Forcer la consommation de drogues d’une toxicité devenue exponentiellement mortelle à se passer dans des lieux isolés ne fait qu’accroître le risque de surdose mortelle, tout comme la menace d’une arrestation planant sur tout utilisateur qui appellerait les secours à l’aide. Des études américaines ont en outre démontré que les saisies de drogues et l’emprisonnement de consommateurs étaient liés à une hausse subséquente des surdoses.
Des recherches que l’association des chefs de police disait accepter. Mais l’ACCP préfère finalement continuer de consacrer ses énergies aux arrestations pour possession simple (54 % de tous les crimes pour drogues, autres que le cannabis, déclarés par la police) plutôt qu’au trafic (37 %) ou à l’importation et l’exportation (8 %).
Modifier des politiques que l’on sait inefficaces requiert de prendre le temps de s’adapter, et non pas, dès les premiers écueils, de simplement reculer. Le Québec, au moins, a avancé, quoiqu’en catimini, en déjudiciarisant la possession simple de drogues illicites.
La Cour suprême vient par ailleurs de déterminer que l’épidémie d’opioïdes est d’une telle « envergure nationale » qu’elle justifie qu’une loi de la Colombie-Britannique permette qu’une action collective soit intentée au nom de l’ensemble des provinces (y compris le Québec) et du fédéral.

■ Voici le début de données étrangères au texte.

PR #2942, opened 2019-02-19
update README.rst, add django-oscar-saferpay

yvess:
I added django-oscar-saferpay (payment integration) to the README.rst, section community extensions

### DIFF
--- a/README.rst
+++ b/README.rst
@@ -222,6 +222,8 @@ The following are community-written extensions:
   that makes it possible to use `Wells Fargo Retail Services`_ as an order
   payment method.
 
+* django-oscar-saferpay_ - Integration with the saferpay payment gateway
+
 Let us know if you're writing a new one!
 
 .. _django-oscar-unicredit: https://bitbucket.org/marsim/django-oscar-unicredit/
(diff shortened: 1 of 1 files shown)


sasha0:
Not sure if the package is ready to use already - it provides transaction list and detail views for the dashboard for saferpay payments and provides checkout integration in the readme. Please see https://github.com/django-oscar/django-oscar-docdata for the reference.

yvess:
The heavy lifting part is in [django-saferpay](https://github.com/taywa/django-saferpay) django-oscar-saferpay is only the dashboard part and the oscar specific documentation. I separated it so that django-saferpay can also be used for other projects without the oscar dependency. It's already used in a production. I made the readme link to django-saferpay more visible.

sasha0:
> The heavy lifting part is in django-saferpay django-oscar-saferpay is only the dashboard part and the oscar specific documentation.

That's the thing - `django-oscar-saferpay` could have Saferpay integration into the checkout and etc, described by you in the Readme, directly in the codebase, so that user won't have to copy-paste it.

sasha0:
Due to the lacking feedback from the author and considering my comments above are still relevant (package does not provide any integration in the codebase, but suggests it in the README), I'm inclined to close this PR, but would like to know your opinion on that @solarissmoke

yvess:
No problem, I will close the PR. Perhaps I will create some day a "proper" package, but not sure if/and when I will do it. I had the perception that you almost always need to customise it, so I focused on documenting that part.

PR #2948, opened 2019-02-25
Use {% load sorl_thumbnail %} to avoid conflicts with easy-thumbnails.

sir-sigurd:


sasha0:
Thanks for the contribution.

PR #2951, opened 2019-02-27
Upgrade Bootstrap to 3.4.1.

sasha0:


solarissmoke:
@sasha0 you need to recompile assets - these are committed.

sasha0:
@solarissmoke indeed, thanks.

solarissmoke:
@sasha0 I think this needs to be backported to 1.6.x seeing as it is a security release?

Also I'd suggest that as a matter of best practise we get at least one person to review PRs before they are merged? Does that sound OK to you?

sasha0:
> @sasha0 I think this needs to be backported to 1.6.x seeing as it is a security release?

Yep. I'll backport soon, so you cat cut a release.

> Also I'd suggest that as a matter of best practise we get at least one person to review PRs before they are merged? Does that sound OK to you?

Agree for the most cases, but we can take this discussion into the Slack.

SalahAdDin:
Do you have planned to upgrade to Bootstrap 4?

PR #2965, opened 2019-03-21
Add a node.js installation command within a dockerfile

iz4blue:
Correct errors that occur during the creation of a docker image.


sasha0:
Thanks for the contribution!

PR #3794, opened 2021-10-27
Fix partner product filter queryset in order to allow partner users access their products with variations.

sasha0:


solarissmoke:
@sasha0 my only concern here is that this potentially changes edit permissions - it would now mean that a partner can edit a parent product (that could also affect other partners), where they couldn't previously. Do you think there are any concerns with that? I think we need to be clear about what Oscar's default is in this respect.

sasha0:
If the standalone product has multiple stockrecords, belonging to the different partners - each of the partners can already edit it, so I don't think there's not much difference, allowing partners edit the parent products. From the other side, if the admin user created a product with the stockrecords, belonging to the partner, he/she won't be able to edit it, which one of my clients already faced.

PR #3795, opened 2021-10-27
Predefined product options

specialunderwear:
This looks something like this:

image


src/oscar/apps/basket/forms.py
```diff
@@ -293,9 +350,11 @@ def cleaned_options(self):
         options = []
         for option in self.parent_product.options:
             if option.code in self.cleaned_data:
-                options.append({
-                    'option': option,
-                    'value': self.cleaned_data[option.code]})
+                value = self.cleaned_data[option.code]
+                if option.required or value not in EMPTY_VALUES:
+                    options.append(
+                        {"option": option, "value": option.clean_value(value)}
```
solarissmoke, line 356: This is also not a backward compatible change - previously we would pass a string value here and this is no longer the case. A value `"foo"` now gets JSON encoded to `'"foo"'` - which would break the logic of any project that is processing option values assuming they are simple strings. It also somewhat messes up the display of the line in the basket etc. 

I think it would be better to JSON-encode only values that are not simple. 

We also need to make sure option/multi option values are displayed in a sensible way in the basket, by default.

src/oscar/apps/catalogue/abstract_models.py
```diff
@@ -1228,23 +1230,91 @@ class AbstractOption(models.Model):
...
     )
 
+    empty_label = "------"
+    empty_radio_label = _("Skip this option")
+
     name = models.CharField(_("Name"), max_length=128, db_index=True)
     code = AutoSlugField(_("Code"), max_length=128, unique=True, populate_from='name')
     type = models.CharField(_("Type"), max_length=255, default=TEXT, choices=TYPE_CHOICES)
     required = models.BooleanField(_("Is this option required?"), default=False)
+    option_group = models.ForeignKey(
```
solarissmoke, line 1257: I think it is worth adding validation to ensure this value is not populated unless the type is option or multi-option, and that it is not left empty otherwise.

src/oscar/apps/catalogue/abstract_models.py
```diff
@@ -1228,23 +1230,91 @@ class AbstractOption(models.Model):
...
+        "catalogue.AttributeOptionGroup",
+        blank=True,
+        null=True,
+        on_delete=models.CASCADE,
+        related_name="product_options",
+        verbose_name=_("Option Group"),
+        help_text=_('Select an option group if using type "Option" or "Multi Option"'),
+    )
+    help_text = models.CharField(
```
solarissmoke, line 1266: Please add help text to this field (lol) along the lines of "Help text visible to the customer in the add-to-basket form".

solarissmoke (changes requested):

src/oscar/apps/basket/forms.py
specialunderwear: I'm not too sure about having special cases for simple values is a good idea, especially because they where not handled correctly to begin with. If the option type is int and I receive a string from the database that is not correct behaviour.

So what could be done here, is make the breaking change more apparent by introducing a migration and changing the field type to something that encodes to json before storage. We could then also have a data migration that migrates all existing data. The code that treats string values as simple string would then still work, only when you where treating integers as simple string you would have a problem, which seems correct to me.

How does that sound to you @solarissmoke

src/oscar/apps/catalogue/abstract_models.py
specialunderwear: Will do

src/oscar/apps/catalogue/abstract_models.py
```diff
@@ -1228,23 +1230,91 @@ class AbstractOption(models.Model):
...
+        verbose_name=_("Help text"), blank=True, null=True, max_length=255
+    )
+    order = models.IntegerField(
```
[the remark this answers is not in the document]
specialunderwear: I'm sorry that would be a lot of hassle on our side because we already use this code and I'd have to introduce another migration that doesn't really change anything. So since your request does not really solve a problem and just introduce limitations, I'd like to keep it like this.

src/oscar/apps/basket/forms.py
solarissmoke: Sounds good.

src/oscar/apps/catalogue/abstract_models.py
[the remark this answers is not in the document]
solarissmoke: OK

src/oscar/apps/basket/forms.py
solarissmoke: (Still think we need to improve the default display of these in the basket - rendering a JSON blob as string doesn't feel like a usable default)

src/oscar/apps/basket/forms.py
```diff
@@ -13,24 +14,76 @@
 Product = get_model('catalogue', 'product')
 
 
-def _option_text_field(option):
-    return forms.CharField(label=option.name, required=option.required)
+# pylint: disable=unused-argument
```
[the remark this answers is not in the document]
specialunderwear: we should!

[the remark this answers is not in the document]
specialunderwear: And black!

src/oscar/apps/basket/forms.py
```diff
@@ -213,7 +270,7 @@ def _add_option_field(self, product, option):
         This is designed to be overridden so that specific widgets can be used
         for certain types of options.
         """
-        option_field = self.OPTION_FIELD_FACTORIES.get(option.type, _option_text_field)(option)
+        option_field = self.OPTION_FIELD_FACTORIES.get(option.type, _option_text_field)(self, product, option)
```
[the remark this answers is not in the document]
specialunderwear: done

src/oscar/apps/catalogue/abstract_models.py
specialunderwear: done

src/oscar/apps/basket/forms.py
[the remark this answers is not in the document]
solarissmoke: Happy to add black and pylint, but let's do that as a separate change?

src/oscar/apps/catalogue/abstract_models.py
specialunderwear: done

alexsabb:
Just found this! :D and will be following the state of this PR - as this is --- naturally --- exactly what I was looking to implement on www.simple3dprints.com

Will be rolling to 3.2 when this comes out

src/oscar/apps/catalogue/abstract_models.py
```diff
@@ -1228,23 +1230,104 @@ class AbstractOption(models.Model):
...
+        if not self.required:
+            choices = self.add_empty_choice(choices)
+
+        return choices
+
+    def clean_value(self, value):
+        return json.dumps(value, cls=DjangoJSONEncoder)
+
+    def clean(self):
+        if self.type in [self.DATE, self.SELECT, self.MULTI_SELECT, self.CHECKBOX]:
```
alexsabb, line 1316: I had to add self.RADIO to this array and then the radio option seemed to work correctly when I manually tested it - 

this is my first github 'review' btw - hope I'm not stepping on anyones toes or reading the source incorrectly -

alexsabb (commented):
Th

src/oscar/apps/catalogue/abstract_models.py
specialunderwear: ha yeah and self.DATE should not be there.

src/oscar/apps/basket/forms.py
specialunderwear: So I just implemented the JSONField but I'm not sure if I mind the JSON blob as much as you do 😃 
That will take some template changes and I'm not really up for that right now.

src/oscar/apps/catalogue/abstract_models.py
specialunderwear: good catch, self.DATE does not belong there, I guess I added the wrong value.

src/oscar/apps/basket/forms.py
solarissmoke: You mention above that we'd need a data migration to migrate existing (CharField) data to the JSONField - I don't see that data migration in the PR? 

We also need to include a prominent note about this in the release notes. 

I still feel that the change in how these options are displayed by default is problematic, and that if we are going to improve this functionality then it is worth the effort of sorting out the templates at the same time. Whether or not that should block merging of the functional changes is a matter of opinion and I expect that you will argue it's better to merge and improve later. I just think Oscar needs to to better at shipping usable defaults.

specialunderwear: The data migration is not needed because the existing data in the charfield is valid json. That is why all the tests still pass as well.

We will have an intern mess around with the templates tomorrow @viggo-devries will make that happen.

specialunderwear: The display of the options has been fixed.

viggo-devries (approved):

joeyjurjens (approved):

solarissmoke (approved):
Looks good. @viggo-devries , we will need to clearly document the change to JSONField in the release notes.

viggo-devries:
> Looks good. @viggo-devries , we will need to clearly document the change to JSONField in the release notes.

Yeah definitely!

Des pharmaceutiques soutenaient que le gouvernement de Victoria, en réclamant au nom de ses pendants provinciaux 85 milliards de dollars pour compenser les frais engagés en soins de santé en lien avec cette crise, outrepasserait ses compétences. Or, l’épidémie de surdoses est « un exemple frappant d’une crise qui appelle à cette coopération », a jugé vendredi à la majorité le plus haut tribunal.
Les chefs de police auraient intérêt à écouter, réellement cette fois-ci, la science et la jurisprudence. Que les élus cèdent à l’opinion populaire témoigne d’un simpliste et sinistre électoralisme. Mais que les autorités judiciaires renouent elles aussi avec une approche criminelle unidimensionnelle, en espérant soudainement éviter les échecs du passé, ne traduit rien d’autre qu’une tout aussi déplorable ineptie.